Chapter 9 (2/2)
Just like skin after an acid splash, the land looked decayed and rotting. The vast expanse of rock and soil were charred black, with large cracks shot crookedly all over the earth. the vegetation on the ground had long been putrefied, the remaining trunks twisted as though they had been demonized into the claws of the devil. Further on, they could see collapsed walls, razed homes, and the Cecil Clan’s castle cloaked in smoke.
Giant-like aberrations roamed the devastated soil.
The fields and crops had long since been buried indistinguishably in the waves of monsters that ravaged their land.
“The clan’s territory…” Rebecca knelt on the hill, gritting her teeth with a death-like force. Her eyes were rimmed with red, and tears from fury or sorrow circled in them. She had just become the head of the clan, but had lost seemingly everything before she could even get used to being its leader.
“This is how the land looks like after it has been ruined by monsters,” Gawain sighed. “The Gondor Empire back then was devastated like this within and without. I’d predicted that the decay would have remained in the wasteland of the old empire—instead, new decay appeared in the realm of civilization again.”
Amber broke out in cold sweat. “By the God of Shadows… we’ve been surrounded by those things?”
Herti pondered the clan’s chances of recovery. “Can it still be saved?”
“No.” Gawain shook his head. “You didn’t block the advance of the monsters. They have already formed group resonance, and the elemental contamination caused by the demonic tide is irreversible. Even if all of the aberrations are destroyed, the pollution entrenched in the land will remain for quite a long while.”
“How long will it last?” Herti seemed to refuse to lose hope.
“Has civilization returned to the Gondor Empire?” Gawain asked a seemingly unrelated question.
“… It is still devoid of life. No one dares to tread on the land on the other side of the great barrier.”
Gawain shrugged. “Then it looks like the decay of the Cecil territory would continue for at least seven hundred years as well.”

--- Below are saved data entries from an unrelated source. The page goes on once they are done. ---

PR #3221, opened 2024-03-14
DOC: remove dysfunctional geoplot example

### LINKED ISSUE #3103: DOC: Errors in website providing Geoplot examples
When looking through Geoplot examples in Geopandas I ran across multiple errors inside the online documentation.

#### Screenshot

I think the issue stems from here:
image

But it breaks the code on the whole page:
image

#### Problem description
[Link to page](https://geopandas.org/en/stable/gallery/plotting_with_geoplot.html)
Data is not loaded properly into Geopandas and therefore it can't be used for plotting.

#### Expected Output

The expected output is a properly rendered map.

martinfleis:
Closes #3103


m-richards (approved):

Rebecca and Herti stared at this ancestor, a little stunned. they could not understand how this great figure, the pioneer of the Cecil Clan, could be so composed in the face of monsters destroying the last of the family’s land—he was neither furious nor sorrowful, as though he was watching something that had nothing to do with him. This attitude scared them a little.
However, Gawain quickly noticed the gazes of the pair and volunteered, “What’s the matter?”
“Lord Ancestor, are you not… angry?” Rebecca asked timidly. “This is the last of the Cecil Clan’s land…”
Gawain was stunned. He realized instantly that he was not fully immersed in the role he was supposed to play, and had tripped up. He hastily put on a straight face and conjured all of this acting skills and said, “Dwelling on such things is of no use. Gawain Cecil is a pioneer, and every inch of family land and wealth was built from scratch by me. If the land is gone, it’s gone. At worst, we can always find new land to settle on. What’s the use of brooding over this?”
Herti and Rebecca nodded hurriedly. As they did so, their hearts filled with admiration for their ancestor. He was as legendary as they said, and his worldview and breadth of mind was indeed different—for he did not know that all the available land had already been split between all the current aristocrats, and the unclaimed lands were the ones that were devoid of life and forbidden areas, so where was this ancestor going to claim land from…
“There’s nothing else to see here. The next thing we have to do is plan our itinerary. The first thing to do now is to find a town and convene with the people who broke out.” Taking advantage of the influence he had as their supposed ancestor, Gawain changed the subject swiftly. “I remember a Knight Philip breaking out with a group of people. Do you have an agreed upon meeting place?”
Rebecca answered quickly, “We planned to meet at Tanzan Town up north. If Tanzan was also attacked by the monsters, they would continue north along King’s Road.”
Gawain nodded and was about to set off when a strange feeling made him stop in his steps.
After a moment of pause, he and Knight Byron shouted out almost at the same time, “Duck! Hide!”
Even though they did not know why, Rebecca and Herti still fled with Knight Byron to the protection under a large rock nearby. Amber had already vanished into some cranny of darkness the moment Gawain opened his mouth. Gawain himself took cover behind Rebecca. However, he noticed that the lost little maid Betty was still grasping onto her saucepan with a blank expression, and darted out to pull her back—almost in the next instant, a sense of oppression seemed to descend from the sky upon them.
In the rising brilliance of the “great sun”, an elegant and enormous creature sailed across the sky slowly.
It was a gigantic dragon that spanned over ten meters.
In her panic, Herti subconsciously cast a third-level spell of “position distortion”, hiding everyone’s figures, though she was not at all sure that this shallow spell could fool the eyes of such a legendary creature.
However, the humongous dragon did not notice the people on the ground—or maybe just disdained to notice them. He, or she, only flapped their wings languidly, sweeping across the sky with grace and majesty, its eyes reflecting the Cecil territory that had been ruined by the Dark Wave.
Then, with a mouth full of salted soda… er, it spat fire onto the land.